Interesting writeup, but very little discussion of actual markets.
Have you looked into overfitting? It’s also called p-hacking or garden of forking paths, etc. Search XKCD on significance and you’ll see the problem.
It’s really an issue in financial markets, and even overrules some simple regressions. Recent papers discussed it, including Bailey et al, “Financial Charlatanism…” and Harvey-Zou, “Backtesting”.
It’s also a problem in Kaggle competitions! White’s Reality Check (White 2000) and its variations (eg Model Confidence Set) are used quite a lot by algo traders and those analyzing timeseries, and Mariano-Diebold is used by econometricians, while Reusable Holdout is getting some traction in other applications.

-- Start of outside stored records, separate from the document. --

PR #249, opened 2026-05-22
feat: populate SearchResult.line_range with real line numbers

dean0x:
## Summary

- `SearchResult.line_range` was hardcoded to `0..0` by the index reader. This PR populates it with real 1-indexed line numbers computed from `match_positions` during snippet extraction, where file content is already in memory.
- Two new public functions `byte_offset_to_line` and `compute_line_range` are added to `rskim-search::types` and re-exported from the crate root.
- A new `line_range: Option<Range<usize>>` field on `ResolvedResult` makes the range available in `--format json` output automatically via `serde`.

## Changes

- **`crates/rskim-search/src/types.rs`** — added `byte_offset_to_line` (returns `usize`, 1-indexed) and `compute_line_range`; 12 new unit tests
- **`crates/rskim-search/src/lib.rs`** — exported both new functions from the crate root
- **`crates/rskim/src/cmd/search/snippet.rs`** — extended `SnippetOutcome::Ok` to carry `Range<usize>` line_range; calls `rskim_search::compute_line_range` after file read
- **`crates/rskim/src/cmd/search/query.rs`** — threaded `line_range` through `resolve_paths_and_snippets` into `ResolvedResult`
- **`crates/rskim/src/cmd/search/types.rs`** — added `line_range: Option<Range<usize>>` field to `ResolvedResult`
- **`crates/rskim/src/cmd/search/snippet_tests.rs`** — updated existing test destructuring; added `test_extract_snippet_computes_line_range`
- **`crates/rskim/src/cmd/search/query_tests.rs`** — added `line_range` field to two `ResolvedResult` literals

## Breaking Changes

None. `SearchResult.line_range` was already part of the public API (previously always `0..0`). The new `ResolvedResult.line_range` field is additive — existing JSON consumers that ignore unknown fields are unaffected.

## Reviewer Focus Areas

- `compute_line_range` in `types.rs` — ensure the exclusive-end semantics (`min..(max+1)`) match the existing `SearchResult::line_range` doc comment ("0-indexed, exclusive end" — note: new functions use 1-indexed, which is what the CLI needs)
- `SnippetOutcome::Ok` tuple arity change — all three match sites updated: `snippet.rs`, `snippet_tests.rs`, `query.rs`
- No changes to `reader.rs` (which still emits `0..0`) or `FORMAT_VERSION` — index format is unchanged

### DIFF
--- a/crates/rskim-search/src/lib.rs
+++ b/crates/rskim-search/src/lib.rs
@@ -31,6 +31,6 @@ pub use temporal::{GixSource, is_fix_commit};
 pub use types::{
     CommitInfo, FieldClassifier, FileChangeInfo, FileId, HistoryResult, IndexStats, LayerBuilder,
     NodeInfo, Result, SearchError, SearchField, SearchLayer, SearchQuery, SearchResult,
-    TemporalFlags, TemporalMetadata, TemporalSource,
+    TemporalFlags, TemporalMetadata, TemporalSource, byte_offset_to_line, compute_line_range,
 };
 pub use weights::{BIGRAM_WEIGHTS, DEFAULT_WEIGHT, bigram_weight};
--- a/crates/rskim-search/src/types.rs
+++ b/crates/rskim-search/src/types.rs
@@ -347,10 +347,7 @@ pub struct SearchResult {
 /// Counts newlines in `content[..offset]`. The offset is clamped to
 /// `content.len()` so out-of-bounds values never panic. Returns `1` for
 /// offset `0` or any offset in empty content.
-///
-/// This is the library counterpart of the CLI's `snippet::byte_offset_to_line`;
-/// the two are intentionally kept separate — this one returns `usize` while
-/// the CLI copy returns `u32` for display formatting.
+#[must_use]
 pub fn byte_offset_to_line(content: &[u8], offset: usize) -> usize {
     let safe_offset = offset.min(content.len());
     let newlines = content[..safe_offset]
@@ -367,23 +364,18 @@ pub fn byte_offset_to_line(content: &[u8], offset: usize) -> usize {
 /// 1-indexed), matching the convention used by [`SearchResult::line_range`].
 ///
 /// Returns `0..0` when `match_positions` is empty.
+#[must_use]
 pub fn compute_line_range(content: &[u8], match_positions: &[Range<usize>]) -> Range<usize> {
     if match_positions.is_empty() {
         return 0..0;
     }
 
-    let mut min_line = usize::MAX;
-    let mut max_line = 0usize;
+    let lines = match_positions
+        .iter()
+        .map(|pos| byte_offset_to_line(content, pos.start));
 
-    for pos in match_positions {
-        let line = byte_offset_to_line(content, pos.start);
-        if line < min_line {
-            min_line = line;
-        }
-        if line > max_line {
-            max_line = line;
-        }
-    }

AFAIK, ML works better when the cross-sectional dimension is large and the features have lower correlation (and signal to noise is high). If you are using market data alone, the features are highly highly correlated and signal-to-noise is small. There are relevant datasets in certain financial markets which may be pertinent here.
The question of whether the ML model continues to work OOS when it does so well IS, is known as Robust ML and is relatively new. My sense is overfitting is also a big issue in most ML problems.
A lot of people have ML tools, and a lot of people look at markets.
Now, maybe you have some rationale for using your models even if they fail the various robustness checks. Can they continue to predict well for a short period even if they are ultimately not good longer-term predictors? Are the various robustness tests appropriate? This is a matter for deep thought.